■ **RECORD EXCERPTS**:
----
PR #5921, opened 2026-08-26
Fluxible timeStore converted to a react context

vesameskanen:


app/component/AlertList.js
```diff
@@ -12,6 +11,7 @@ import {
   isAlertValid,
 } from '../util/alertUtils';
 import { alertShape } from '../util/shapes';
+import { withCurrentTime } from '../hooks/TimeContext';
```
hjvuor: instead of wrapping AlertList in withCurrentTime HOC, you should use the useCurrentTime hook inside the component since its a function, and only use withCurrentTime in case of class components.

app/component/AlertList.js
```diff
@@ -129,12 +129,6 @@ AlertList.defaultProps = {
...
 };
 
-const connectedComponent = connectToStores(
-  withBreakpoint(AlertList),
-  ['TimeStore'],
-  context => ({
-    currentTime: context.getStore('TimeStore').getCurrentTime(),
-  }),
-);
+const connectedComponent = withCurrentTime(withBreakpoint(AlertList));
```
hjvuor: With useCurrentTime, theres no need to define connectedComponent and you can just export the component itself. Also the connectedComponent name is misleading since it no longer connects the component to any store.

app/component/DisruptionBanner.js
hjvuor, line 1: Same thing here as with AlertList

app/component/IndexPage.js
hjvuor, line 1: here we can also use useCurrentTime directly inside the function component

hjvuor (changes requested):
Noticed some possible improvements in case of functional components where we should use the useTimeContext hook inside the components instead of the HOC. This should be done everywhere possible in addition to the few files i commented on.

hjvuor (approved):

PR #5926, opened 2026-08-27
Combine providers using reduce to avoid nesting jsx syntax

hjvuor:
## Proposed Changes

  - Defines an AppReducer component that has a list of all context providers and uses reduceRight to wrap them in order around the children.

This type of approach is from https://newsletter.daishikato.com/p/the-past-and-future-of-render-optimization-with-react-context and https://medium.com/@d3d.me/react-provider-composition-exorcising-provider-hell-d98cd3a78b29

### DIFF
--- a/app/client.js
+++ b/app/client.js
@@ -52,6 +52,34 @@ const { config } = window;
 const app = appCreator(config);
 const context = app.createContext({ config });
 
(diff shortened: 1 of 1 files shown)


vesameskanen (approved):
nice

PR #5929, opened 2026-08-30
Fix build/dev environment checking, and remove old test mode

VillePihlava:
## Why

`app/util/envUtils.js` exported one blurred `IS_DEV` constant mixing two unrelated axes
(`process.env.RUN_ENV === 'development' || process.env.NODE_ENV !== 'production'`). Since #5726
dropped its `config` parameter and deleted `config.RUN_ENV`, run-environment detection has been
**dead in the browser** — `process.env.RUN_ENV` doesn't exist there and `NODE_ENV` is baked to
`"production"`, so `IS_DEV` was permanently `false` in the bundle (e.g. `showCitybikeNetwork`'s
dev branch never ran). Client code also carried ~8 `process.env.NODE_ENV === 'test'` guards that
were likewise dead — `yarn build` runs webpack `mode: production` (webpack rejects `mode: test`),
so the test value never reached any bundle.

## What changed

**`app/util/envUtils.js`** — one blurred const → two focused signals:

| | meaning | source |
|---|---|---|
| `IS_DEV_BUILD` | dev build / local `yarn dev` server | `NODE_ENV === 'development'` (baked into the client bundle by webpack, live read in Node). Unset `NODE_ENV` (CI, mocha, bare `node server/server`) ⇒ real build. |
| `isDevRunEnv(config)` | non-production deployment tier | `RUN_ENV` (`development` / `production`; unknown ⇒ production). Client passes `window.config`; server omits the arg to read `process.env.RUN_ENV`. |

- **Config assembly** (`config.*.js`, `realtimeUtils.js`): `IS_DEV` → `isDevRunEnv()`.
- **`config.default.js`**: adds `RUN_ENV` and `SURVEY_SHARE` to the config object, so the client
  can read the tier via `window.config.RUN_ENV` and `analyticsUtils` no longer reads
  `process.env` from a client-shipped module.
- **Client build-mode checks** (`client.js`, `AppBarHsl`, `BackButton`) and **Node build-mode
  checks** (`app/config.js`, `app/server.js`, `server/server.js`,
  `server/passport-openid-connect/openidConnect.js`): `process.env.NODE_ENV` comparisons →
  `IS_DEV_BUILD`.
- **Dead `NODE_ENV === 'test'` guards removed**: `TimeContext` (frozen clock), `AppBar`
  (`<MessageBar>`), `ItineraryPageUtils`, `TransitLeg`, `RouteControlPanel` (3, incl. a
  `config.NODE_ENV` reference to a field that never existed), `realTimeClientAction`, `fareUtils`.
- **`showCitybikeNetwork` / `showRentalVehiclesOfType`** take an optional `config` and call
  `isDevRunEnv(config)` — dev/staging deployments show every citybike network off-season again
  (regressed by #5726).
- **`package.json`**: `start-test` removed; e2e jest-playwright configs run `yarn start` directly.
  `dev` / `dev-nowatch` set `RUN_ENV=development`. `start` deliberately does **not** set `RUN_ENV`
  so Kubernetes can (a script-level `RUN_ENV=production` would override the pod env).
- Docs: `Installation.md` / `Docker.md` describe the two signals and point at the `envUtils`
  JSDoc.

## Behavior changes to be aware of

All in the fail-safe direction (identical under a normal `NODE_ENV=production` deployment):

- **OIDC session cookies** (`openidConnect.js`): `secure` / `httpOnly` / `sameSite` were
  `NODE_ENV === 'production'`, now `!IS_DEV_BUILD`. Under an unset `NODE_ENV` they flip on (were
  off). Local `yarn dev` sets `NODE_ENV=development`, so dev login is unchanged.
- **500 responses** (`server/server.js`): full stack trace only when `NODE_ENV=development` now
  (was: anything except `production`). Stack is still in the server log.
- **e2e** now boots via `yarn start` instead of `start-test` (`NODE_ENV=test`): `window.config`
  carries prod backend URLs (old `start-test` had `IS_DEV` true ⇒ dev URLs) and 500s are terse.
  The suite mocks GraphQL/weather via `page.route()` and is not in CI (snapshots from 2022), so
  this only matters when snapshots are next regenerated.

`window.config.RUN_ENV` / `SURVEY_SHARE` serialize as `undefined` when their env vars are unset;
every reader normalizes (`isDevRunEnv`'s `|| production`, `analyticsUtils`' `|| 250`).

## Follow-up (not this PR)

The e2e visual suite is dormant (not in CI, 2022 snapshots) and its determinism relied on
request mocking, not the deleted guards. A proper revival — bump Playwright off `1.16.2`, freeze
time with `page.clock`, mock the service-alerts query + block the MQTT socket in the harness,
regenerate snapshots, add `test:e2e` to CI — is its own task. `config.RUN_ENV === 'test'` is
available as a single app hook if that work wants one.


app/client.js
```diff
@@ -107,7 +108,7 @@ async function init() {
 
   window.context = context;
 
-  if (process.env.NODE_ENV === 'development') {
+  if (IS_DEV_BUILD) {
```
vesameskanen: This must stay a literal `process.env.NODE_ENV === 'development'` check, not `IS_DEV_BUILD` (or any other imported/computed value).

Webpack's DefinePlugin replaces the literal `process.env.NODE_ENV` expression with a constant string at each call site, and webpack's own parser (not just the minifier) performs dead-code elimination on conditions written in exactly this form *during the build/graph phase*. When the condition folds to `false`, the whole branch — including any `require()` inside it — is dropped before webpack resolves it, so it's never added to the module graph.

`IS_DEV_BUILD` is just an imported variable, so webpack can't statically fold it away. The `if` branch survives, and webpack still has to resolve the dynamic `require(`../sass/themes/${config.CONFIG}/main.scss`)` inside it. Since `config.CONFIG` isn't statically known, webpack builds a context module that bundles *every* theme's `main.scss` (all ~23 regions) into the shared CSS chunk — which is how e.g. Oulu's pink theme colors leaked into a production HSL build.

TL;DR: this isn't just a truthy/falsy check, it's a build-time dead-code-elimination trigger that only works for the exact `process.env.NODE_ENV === 'development'` pattern. Swapping in a helper function or imported constant breaks the elimination and causes all themes to be bundled together.

vesameskanen (changes requested):

vesameskanen (approved):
----
■ **REQUIRED WORK**: Return exactly the lines above from the line that has "describe the two" through the line that has "- **OIDC session", inclusive, and nothing else.

■ **TASK RESULT**:
- Docs: `Installation.md` / `Docker.md` describe the two signals and point at the `envUtils`
  JSDoc.

## Behavior changes to be aware of

All in the fail-safe direction (identical under a normal `NODE_ENV=production` deployment):

- **OIDC session cookies** (`openidConnect.js`): `secure` / `httpOnly` / `sameSite` were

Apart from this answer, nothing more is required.